PR #7543, opened 2024-09-20
ci: give write permission for PR comments

nbolton:
When the comment action is triggered by a PR originating from an external fork (i.e. a contributor) the error, `Resource not accessible by integration` shows because the worklow doesn't automatically have write permission to the PR.

Example: https://github.com/deskflow/deskflow/actions/runs/10964481892?pr=7511

We need to explicitly grant this permission with:
```
permissions:
  pull-requests: write
```

{no-changelog-lint}


sithlord48:
Not sure how i feel about this i think id rather just have the user run the format command and skip the whole apply this diff part. . Instead have the bot say it needs linting run this script and / or copy it into your git hooks

sithlord48 (approved):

*Problem*
Every line of the material above that has the string "this" needs pulling out.

*Task answer*
We need to explicitly grant this permission with:
Not sure how i feel about this i think id rather just have the user run the format command and skip the whole apply this diff part. . Instead have the bot say it needs linting run this script and / or copy it into your git hooks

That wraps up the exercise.